> _What to work on_
Of the records that follow, copy only the lines from the line containing "https://semver.org/" to the line containing "1. When I try", both included, exactly as written.

(Source records)
»»

PR #583, opened 2018-07-22
fix(onboarding): improve custom connection form field help text

mrfelton:
Don't use field placeholders for form field help text as this is only visible when the form field is empty. Instead.

This PR moves the help text to just below the fields so that it is always visible to the user in order to help them ensure they are entering the correct values. Also, I have added example values so that the user knows what format we are expecting the values in (we get a lot of people asking what exactly they should enter in slack)

Here is decent article that highlights why placeholders are bad in many cases https://uxdesign.cc/alternatives-to-placeholder-text-13f430abc56f. Using for help text presents a usability issue.

**before:**
(no indication of what the user should be entering is visible once the user has started typing)
screenshot 2018-07-22 17 25 20

**after:**
(help text is always visible)
screenshot 2018-07-22 17 21 24

screenshot 2018-07-22 17 21 44

### DIFF
--- a/app/components/Onboarding/ConnectionDetails.js
+++ b/app/components/Onboarding/ConnectionDetails.js
@@ -19,12 +19,14 @@ const ConnectionDetails = ({
       <input
         type="text"
         id="connectionHost"
-        placeholder="Hostname / Port of the Lnd gRPC interface"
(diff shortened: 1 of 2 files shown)


Empact:
utACK 6b13d9a

PR #584, opened 2018-07-22
chore(security): tailor GRPC_SSL_CIPHER_SUITES to the connection type

Empact:
This avoids expanding the acceptable cipher suites in general lnd connections
relative to the possibility of BTCPay server being involved.


JimmyMow:
Tested ACK 08cb136

PR #585, opened 2018-07-23
fix(transaction notification): fix that state access was off the mark

Empact:
And make the test more robust against unexpected state.


JimmyMow:
Tested ACK bfd1383

PR #587, opened 2018-07-23
fix(version): bump version

JimmyMow:
Bump to 0.2.0-beta

### DIFF
--- a/app/package.json
+++ b/app/package.json
@@ -1,7 +1,7 @@
 {
   "name": "zap-desktop",
   "productName": "ZapDesktop",
-  "version": "0.1.1",
+  "version": "0.1.2",
   "description": "desktop application for the lightning network",
   "main": "./main.prod.js",
   "author": {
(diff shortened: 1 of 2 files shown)


mrfelton:
The current release is `v0.1.1-beta`, therefore the next release should either be:

- `v0.2.0-beta` - We keep it in beta, but increment the `minor` number since this release contains new features.
- `v0.2.0` - If we want to bump it and take it out of beta then the `minor` number should be incremented since there are new features (as above), and also the pre-release flag (`beta`) would be removed
- `v0.1.1` - If we simply wanted to take the current version out of beta then we should only remove the prerelease flag only.

https://semver.org/

I don't see how moving from `v0.1.1-beta` to `0.1.2` makes sense. That would indicate that this is just a patch release (which it is not), and that we are coming out of beta (which we are not)

I would think `v0.2.0-beta` makes the most sense, semantically speaking.

Empact:
Yeah I'm also in favor of `v0.2.0-beta`

Empact:
utACK 7072ded confirmed there are no other zap version strings in the codebase

Issue #604, opened 2018-07-25
UX improvements


SDWouters:
Keep up the great work! Here's some feedback from taking a quick look:

1. When I try to set up a channel denominated in bits, I get an error that tells me the maximum channel capacity is 0.16 btc, this should be displayed in bits (or satoshis if I select those). This may also be a bug, because I only selected 500 bits and it wouldn't go through.

2. After trying to send a testnet lightning payment, I receive a visual confirmation in a red bar at the top which states "unable to find a path to destination". It would help the user to get instructions of what the next step is to try to find a path. e.g. "Unable to find a path to this destination. Try to _open more payment channels_ first!"

3. It would help users to see a small hint of what needs to happen for a "pending" channel to go through, e.g. "Pending until 3 confirmations on the blockchain (~30 minutes)."

4. Finally, before setting up channels I receive 3 suggestions. After setting up a channel with one of them, the other suggestions disappear. Perhaps those should still be displayed to encourage people to set up several channels? That or a list of other possible peers to set up a channel with.

skcheffy:
Great suggestions!  I have been compiling some items and you touched on some.  I will be putting some down soon.

PR #606, opened 2018-07-25
fix: honour currency when opening channel

### LINKED ISSUE #523: Limits on channel balances when opening a new channel should respect the selected default currency
Some feedback from Slack:

> Opening a channel throws an error if the amount is to big. It seems the value is just compared with the number typed in. If you set your default currency unit to satoshi, you won't be able to open the channel as everything larger than 0.17 sathoshi is considered too large
 -- @michaelWuensch

mrfelton:
Ensure that the currently active unit of account is honoured when opening a new channel.

Fix #523
Also see #604


Empact:
Tested ACK 8220ed0

PR #608, opened 2018-07-25
fix(copy): fix small typo in login copy

JimmyMow:


Empact:
Could you drop the package-lock?

PR #610, opened 2018-07-26
fix(copy): fix small typo re adding funds to network

terencechow:


mrfelton:
@Empact this is now failing ci on eslint:

screenshot 2018-07-26 15 40 54

PR #612, opened 2018-07-26
feat(onboarding): allow login with Enter key press

pajasevi:
Quicker and easier login with Enter key.


Empact:
Tested ACK 2fa918c

PR #631, opened 2018-07-30
fix(config): use `app.getPath()` to get data dir

mrfelton:
Use electron's `app.getPath()` method to get the path to our data directory. This removes redundant custom code from our app and supports the XDG Base Directory Specification standard on linux.

See:
 - https://github.com/electron/electron/blob/master/docs/api/app.md#appgetpathname
 - https://specifications.freedesktop.org/basedir-spec/basedir-spec-latest.html


mrfelton:
This was a mistake. Ignore.

Issue #620, opened 2018-07-28
Gracefully handle gRPC connection issues


mrfelton:
## Problem / Motivation

When a gRPC connection is lost for one reason or another the exception is currently unhandled, the user sees an error message, and the app exits. 

## Proposed Solution

We need to take steps to gracefully handle these issues, indicating to the user that there is an issue whilst we try to reestablish gRPC connectivity for them.

## Related Issues

- [ ] https://github.com/LN-Zap/zap-desktop/issues/611
- [ ] https://github.com/LN-Zap/zap-desktop/issues/601
- [ ] https://github.com/LN-Zap/zap-desktop/issues/207

PR #633, opened 2018-07-30
refactor(neutrino): more consistent naming in Neutrino class

mrfelton:
This PR cleans up some of the naming of methods and events in relation to the Neutrino client to make them more consistent and descriptive.

I'd like to try to get this in before starting work on https://github.com/LN-Zap/zap-desktop/issues/620 as this will make it easier to do a cleaner solution for that.


JimmyMow:
Tested ACK 8b4c863

PR #639, opened 2018-07-31
Feature/multiple fiat currency support

JimmyMow:
This PR fetches BTC to fiat data from blockchain.info and allows Zap to support the following fiat conversions:

`USD, EUR, JPY, GBP, CAD, KRW, AUD, BRL, CHF, CLP, CNY, DKK, HKD, INR, ISK, NZD, PLN, RUB, SEK, SGD, THB, TWB`

This also introduces the `settings` reducer and `settings` component. This lays the groundwork for futures settings like `autoSend`, `language`, etc.

The `fiatTicker` is stored using `electron-store` and persists for the user.


app/components/Settings/Fiat.js
```diff
@@ -0,0 +1,36 @@
+import React from 'react'
+import PropTypes from 'prop-types'
+import FaAngleLeft from 'react-icons/lib/fa/angle-left'
+import Isvg from 'react-inlinesvg'
+import checkIcon from 'icons/check.svg'
+import styles from './Fiat.scss'
+
+const Fiat = ({ fiatTicker, fiatTickers, disableSubMenu, setFiatTicker }) => (
+  <div>
+    <header className={styles.submenuHeader} onClick={disableSubMenu}>
```
mrfelton: Could we make the menu close when you click outside of it too, not just on the alias? The UI feels strange when the menu stays open even as you navigate around other parts of the app.

JimmyMow: Added in latest commit

app/components/Form/Request.js
```diff
@@ -72,7 +72,9 @@ const Request = ({
             </div>
           </div>
 
-          <div className={styles.usdAmount}>{`≈ ${requestUsdAmount || 0} USD`}</div>
+          <div className={styles.usdAmount}>{`≈ ${requestUsdAmount || 0} ${
```
mrfelton: style name `usdAmount` should be `fiatAmount`

app/components/Wallet/Wallet.js
```diff
@@ -27,11 +29,12 @@ const Wallet = ({
   currencyName,
   setCurrency,
   setWalletCurrencyFilters,
-  network
+  network,
+  settingsProps
 }) => {
   const usdAmount = btc.satoshisToUsd(
```
mrfelton: `usdAmount` -> `fiatAmount`
`btc.satoshisToUsd` -> `btc.satoshisToFiat`

app/components/Wallet/Wallet.js
```diff
@@ -86,7 +94,8 @@ const Wallet = ({
                 </span>
               </h1>
               <span className={styles.usdValue}>
-                ≈ ${usdAmount ? usdAmount.toLocaleString() : ''}
+                ≈ {currentTicker[ticker.fiatTicker].symbol}
+                {usdAmount ? usdAmount.toLocaleString() : ''}
```
mrfelton: `usdAmount` -> `fiatAmount`

mrfelton: In `btcToUsd` we use `numberWithCommas(amount)` to format fiat amount. We should probably use this everywhere. Maybe we need a general `formatFiatAmount` method that we call when we want to format fiat amounts rather than calling `toLocaleString` 

Alternatively, it looks like the `toLocaleString` method actually has built in support for currencies.

See

https://developer.mozilla.org/en-US/docs/Web/JavaScript/Reference/Global_Objects/Number/toLocaleString#Parameters

app/lib/utils/btc.js
```diff
@@ -18,7 +25,7 @@ export function btcToBits(btc) {
 
 export function btcToUsd(btc, price) {
```
mrfelton: This method should probably be renamed `btcToFiat`.

app/lib/utils/btc.js
```diff
@@ -18,7 +25,7 @@ export function btcToBits(btc) {
...
   const amount = parseFloat(btc * price).toFixed(2)
-  return (btc > 0 && amount <= 0) ? '< 0.01' : amount.toLocaleString('en')
+  return (btc > 0 && amount <= 0) ? '< 0.01' : numberWithCommas(amount)
```
mrfelton: Rather than calling this, could we use the built in currency support of  `Number.prototype.toLocaleString()` to get us an appropriately formatted amount.

See https://developer.mozilla.org/en-US/docs/Web/JavaScript/Reference/Global_Objects/Number/toLocaleString#Parameters

test/unit/reducers/invoice.spec.js
```diff
@@ -11,6 +13,17 @@ import invoiceReducer, {
   INVOICE_FAILED
 } from 'reducers/invoice'
 
+jest.mock('electron', () => {
```
mrfelton: This is probably no longer needed as we have electron mocked by default via `__mocks__` dir

test/unit/reducers/payment.spec.js
```diff
@@ -7,6 +9,17 @@ import paymentReducer, {
   PAYMENT_FAILED
 } from 'reducers/payment'
 
+jest.mock('electron', () => {
```
mrfelton: same here

test/unit/reducers/ticker.spec.js
```diff
@@ -1,10 +1,27 @@
...
+
+import Store from 'electron-store'
 import tickerReducer, {
   SET_CURRENCY,
   SET_CRYPTO,
   GET_TICKERS,
   RECIEVE_TICKERS
 } from 'reducers/ticker'
 
+jest.mock('electron', () => {
```
mrfelton: and here

JimmyMow:
Updated based on feedback @mrfelton

mrfelton:
@JimmyMow Can you please squash these commits into one or more local commits. After that I think we're ready to merge. Thanks!

JimmyMow:
@mrfelton rebased and squashed all un-needed commits

PR #768, opened 2018-09-16
fix(log): log lnd stderr output as errors

mrfelton:
## Description:

This PR includes three enhancements to our error logging:

1. Ensure that lnd output that goes to the stderr stream gets logged using the error log level and that the cause of the error is captured.

2. Limit the log namespaces that are enabled by default to only include the top level zap namespace and not also all of it's sub-namespaces.

3. Ensure that logs are output when the app is run in production mode. not only development mode so that its easier to diagnose an issue with a production build.

## Motivation and Context:

If lnd has a panic attack, the log messages are not using the proper error level and the cause of the error is not being captured and displayed to the user.

## How Has This Been Tested?

Manual testing with lnd instance that is crashing.

**Before:**

screenshot 2018-09-16 23 05 28

screenshot 2018-09-16 23 10 44

**After:**

screenshot 2018-09-16 23 04 50

screenshot 2018-09-16 23 03 16

## Types of changes:

Bug fix

## Checklist:

### DIFF
--- a/app/lib/lnd/neutrino.js
+++ b/app/lib/lnd/neutrino.js
@@ -114,10 +114,9 @@ class Neutrino extends EventEmitter {
     // Listen for when neutrino prints data to stderr.
     this.process.stderr.pipe(split2()).on('data', line => {
       if (process.env.NODE_ENV === 'development') {
-        const level = lndLogGetLevel(line)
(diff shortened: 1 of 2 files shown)


JimmyMow:
Concept ACK be2482e

PR #796, opened 2018-09-20
fix(channels): fetch in activity mount not app

JimmyMow:
## Description:

Call `fetchChannels` from the `Activity` `componentWillMount` not in the `App.js` callback 

## Motivation and Context:

`App.js` `componentWillMount` callback gets called before we signal to the state machine that we are fully synced. `Activity.js` callback is where we call for all other app related user node data and only renders afterwards. In this PR we move the `fetchChannels` call to `Activity.js` so that it can be received by `ipcMain` and return us channel data.

## How Has This Been Tested?
Run the app on master and see the issue, run this PR and see it's fixed

## Checklist:

### DIFF
--- a/app/components/Activity/Activity.js
+++ b/app/components/Activity/Activity.js
@@ -28,12 +28,19 @@ class Activity extends Component {
   }
 
   componentWillMount() {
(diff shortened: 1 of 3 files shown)


JimmyMow:
Updated @mrfelton

PR #808, opened 2018-09-21
feat(lnd): use free port for lnd

mrfelton:
## Description:

Select free ports for lnd from a pool of options. By default we will use the standard lnd ports (10009 and 9735) but if those are not available then we will search for free ports in a nearby range.

## Motivation and Context:

This allows us to have multiple instances of the wallet running and avoids possible conflicts with other instances of lnd that the user may be running.

## How Has This Been Tested?

Manually

## Types of changes:

Enhancement

## Checklist:


JimmyMow:
Tested ACK 52cefd7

««

> _Written solution_
https://semver.org/

I don't see how moving from `v0.1.1-beta` to `0.1.2` makes sense. That would indicate that this is just a patch release (which it is not), and that we are coming out of beta (which we are not)

I would think `v0.2.0-beta` makes the most sense, semantically speaking.

Empact:
Yeah I'm also in favor of `v0.2.0-beta`

Empact:
utACK 7072ded confirmed there are no other zap version strings in the codebase

Issue #604, opened 2018-07-25
UX improvements


SDWouters:
Keep up the great work! Here's some feedback from taking a quick look:

1. When I try to set up a channel denominated in bits, I get an error that tells me the maximum channel capacity is 0.16 btc, this should be displayed in bits (or satoshis if I select those). This may also be a bug, because I only selected 500 bits and it wouldn't go through.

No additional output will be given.